▶ _Task description_: Compute how many lines in the records below contain the string "contains" and give that number without other output.

▶ _Data to examine_:
::::::::::
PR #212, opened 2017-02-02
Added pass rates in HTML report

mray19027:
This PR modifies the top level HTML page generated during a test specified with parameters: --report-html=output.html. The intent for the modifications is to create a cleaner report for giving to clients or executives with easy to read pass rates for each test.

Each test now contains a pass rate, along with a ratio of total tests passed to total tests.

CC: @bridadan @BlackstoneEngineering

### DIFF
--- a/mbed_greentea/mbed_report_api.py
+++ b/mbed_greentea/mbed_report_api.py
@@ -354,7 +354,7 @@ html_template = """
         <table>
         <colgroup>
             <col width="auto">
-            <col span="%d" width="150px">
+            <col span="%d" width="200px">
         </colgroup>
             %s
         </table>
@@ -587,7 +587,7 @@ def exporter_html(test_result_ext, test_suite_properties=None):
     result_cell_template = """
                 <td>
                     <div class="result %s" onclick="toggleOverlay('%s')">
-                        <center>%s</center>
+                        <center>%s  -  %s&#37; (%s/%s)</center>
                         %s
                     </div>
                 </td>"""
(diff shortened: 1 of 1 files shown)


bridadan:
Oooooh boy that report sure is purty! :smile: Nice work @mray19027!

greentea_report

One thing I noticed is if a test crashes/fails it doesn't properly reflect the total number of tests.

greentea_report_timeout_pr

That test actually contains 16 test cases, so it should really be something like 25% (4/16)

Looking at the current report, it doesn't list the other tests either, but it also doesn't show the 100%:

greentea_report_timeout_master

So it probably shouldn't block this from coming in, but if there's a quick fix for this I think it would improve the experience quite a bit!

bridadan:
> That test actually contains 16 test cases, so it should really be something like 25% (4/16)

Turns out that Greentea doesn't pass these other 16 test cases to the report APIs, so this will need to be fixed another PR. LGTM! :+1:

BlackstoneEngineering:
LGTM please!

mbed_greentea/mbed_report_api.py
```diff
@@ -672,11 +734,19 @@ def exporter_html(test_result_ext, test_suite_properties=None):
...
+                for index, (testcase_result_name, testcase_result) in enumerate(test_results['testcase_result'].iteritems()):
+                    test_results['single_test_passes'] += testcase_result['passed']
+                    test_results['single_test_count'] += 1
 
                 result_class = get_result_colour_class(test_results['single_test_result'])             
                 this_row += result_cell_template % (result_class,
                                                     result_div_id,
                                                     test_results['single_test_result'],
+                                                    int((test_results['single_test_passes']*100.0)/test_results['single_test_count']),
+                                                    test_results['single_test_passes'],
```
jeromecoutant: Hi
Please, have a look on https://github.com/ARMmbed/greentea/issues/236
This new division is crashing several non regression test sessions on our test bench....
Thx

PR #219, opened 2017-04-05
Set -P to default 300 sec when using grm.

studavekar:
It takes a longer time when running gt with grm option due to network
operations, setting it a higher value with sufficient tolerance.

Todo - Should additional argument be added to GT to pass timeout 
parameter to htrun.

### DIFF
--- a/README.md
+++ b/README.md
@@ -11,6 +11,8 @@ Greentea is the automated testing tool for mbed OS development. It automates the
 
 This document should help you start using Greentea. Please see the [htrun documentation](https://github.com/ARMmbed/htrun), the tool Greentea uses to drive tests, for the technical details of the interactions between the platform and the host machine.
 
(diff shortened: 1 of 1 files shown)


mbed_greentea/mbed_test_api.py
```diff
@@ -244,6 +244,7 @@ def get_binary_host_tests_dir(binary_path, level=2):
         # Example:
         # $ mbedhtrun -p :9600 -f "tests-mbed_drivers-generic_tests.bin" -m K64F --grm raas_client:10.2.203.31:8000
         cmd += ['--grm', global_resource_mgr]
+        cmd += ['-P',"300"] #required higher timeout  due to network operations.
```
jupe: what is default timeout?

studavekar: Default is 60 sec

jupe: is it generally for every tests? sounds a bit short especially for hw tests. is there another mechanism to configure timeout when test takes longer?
::::::::::
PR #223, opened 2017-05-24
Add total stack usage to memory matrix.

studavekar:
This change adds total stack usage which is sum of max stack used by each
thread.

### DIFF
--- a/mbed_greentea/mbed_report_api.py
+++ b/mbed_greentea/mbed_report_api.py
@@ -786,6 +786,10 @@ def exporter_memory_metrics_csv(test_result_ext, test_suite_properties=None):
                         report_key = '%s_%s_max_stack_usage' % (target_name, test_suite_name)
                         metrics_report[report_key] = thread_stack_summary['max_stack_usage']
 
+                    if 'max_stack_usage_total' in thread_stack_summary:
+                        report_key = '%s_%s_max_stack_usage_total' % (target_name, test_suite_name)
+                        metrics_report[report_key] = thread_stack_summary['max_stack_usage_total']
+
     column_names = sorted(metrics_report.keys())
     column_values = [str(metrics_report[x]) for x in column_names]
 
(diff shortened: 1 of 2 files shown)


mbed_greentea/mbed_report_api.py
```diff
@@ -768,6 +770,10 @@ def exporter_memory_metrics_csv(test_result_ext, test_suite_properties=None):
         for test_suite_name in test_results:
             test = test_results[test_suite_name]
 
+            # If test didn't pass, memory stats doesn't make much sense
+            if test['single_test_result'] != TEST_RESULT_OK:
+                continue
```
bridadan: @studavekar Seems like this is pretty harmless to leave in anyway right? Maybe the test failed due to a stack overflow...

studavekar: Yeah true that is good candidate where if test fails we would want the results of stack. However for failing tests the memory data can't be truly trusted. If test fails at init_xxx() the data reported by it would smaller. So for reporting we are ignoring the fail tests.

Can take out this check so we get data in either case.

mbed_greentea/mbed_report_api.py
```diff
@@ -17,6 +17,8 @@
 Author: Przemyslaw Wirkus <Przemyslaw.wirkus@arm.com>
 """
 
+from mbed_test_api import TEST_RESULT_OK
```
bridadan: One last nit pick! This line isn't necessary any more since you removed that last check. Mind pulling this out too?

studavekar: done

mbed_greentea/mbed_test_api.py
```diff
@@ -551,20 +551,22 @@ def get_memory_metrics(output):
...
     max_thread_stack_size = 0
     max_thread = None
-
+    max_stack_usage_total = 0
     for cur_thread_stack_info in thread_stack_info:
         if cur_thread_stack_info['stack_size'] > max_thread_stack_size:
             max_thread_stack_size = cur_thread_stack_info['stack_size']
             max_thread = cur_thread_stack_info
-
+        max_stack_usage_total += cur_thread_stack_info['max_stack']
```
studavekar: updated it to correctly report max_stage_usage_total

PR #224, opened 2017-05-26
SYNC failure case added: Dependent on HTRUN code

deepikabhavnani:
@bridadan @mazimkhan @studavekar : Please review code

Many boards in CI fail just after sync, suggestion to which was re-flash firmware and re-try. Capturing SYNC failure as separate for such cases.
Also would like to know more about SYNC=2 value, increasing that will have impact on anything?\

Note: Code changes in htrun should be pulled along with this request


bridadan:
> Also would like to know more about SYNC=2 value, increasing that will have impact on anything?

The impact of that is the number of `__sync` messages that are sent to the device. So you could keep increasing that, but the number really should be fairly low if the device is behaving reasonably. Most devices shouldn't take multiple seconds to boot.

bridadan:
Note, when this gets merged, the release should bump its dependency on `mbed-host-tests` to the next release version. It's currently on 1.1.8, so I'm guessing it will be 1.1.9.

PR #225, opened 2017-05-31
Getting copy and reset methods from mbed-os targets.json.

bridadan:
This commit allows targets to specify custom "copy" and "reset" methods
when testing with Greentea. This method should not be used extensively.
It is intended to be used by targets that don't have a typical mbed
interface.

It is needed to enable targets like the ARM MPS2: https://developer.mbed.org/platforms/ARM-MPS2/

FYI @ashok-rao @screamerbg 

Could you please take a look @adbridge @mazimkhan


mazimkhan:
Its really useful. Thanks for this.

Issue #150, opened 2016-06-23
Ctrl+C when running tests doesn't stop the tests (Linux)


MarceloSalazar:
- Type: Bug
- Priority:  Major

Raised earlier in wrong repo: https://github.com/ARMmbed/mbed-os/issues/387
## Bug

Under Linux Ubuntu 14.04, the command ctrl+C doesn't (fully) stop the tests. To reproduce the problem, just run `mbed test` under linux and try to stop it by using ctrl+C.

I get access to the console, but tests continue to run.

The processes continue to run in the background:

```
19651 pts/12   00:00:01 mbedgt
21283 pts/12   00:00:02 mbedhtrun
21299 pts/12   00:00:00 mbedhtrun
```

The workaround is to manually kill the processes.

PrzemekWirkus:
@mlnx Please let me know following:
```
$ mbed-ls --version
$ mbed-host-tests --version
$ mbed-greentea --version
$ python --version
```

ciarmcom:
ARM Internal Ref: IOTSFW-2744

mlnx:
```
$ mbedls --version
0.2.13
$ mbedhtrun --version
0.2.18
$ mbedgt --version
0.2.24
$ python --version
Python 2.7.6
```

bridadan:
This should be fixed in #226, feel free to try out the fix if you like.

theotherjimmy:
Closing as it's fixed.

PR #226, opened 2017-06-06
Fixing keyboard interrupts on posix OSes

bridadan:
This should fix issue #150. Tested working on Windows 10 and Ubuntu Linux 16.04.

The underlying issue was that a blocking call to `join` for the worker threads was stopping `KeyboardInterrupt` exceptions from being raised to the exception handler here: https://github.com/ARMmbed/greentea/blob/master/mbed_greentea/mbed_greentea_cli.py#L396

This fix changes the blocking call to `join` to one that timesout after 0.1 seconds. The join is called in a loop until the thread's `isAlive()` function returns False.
::::::::::
▶ _Result of this task_: 3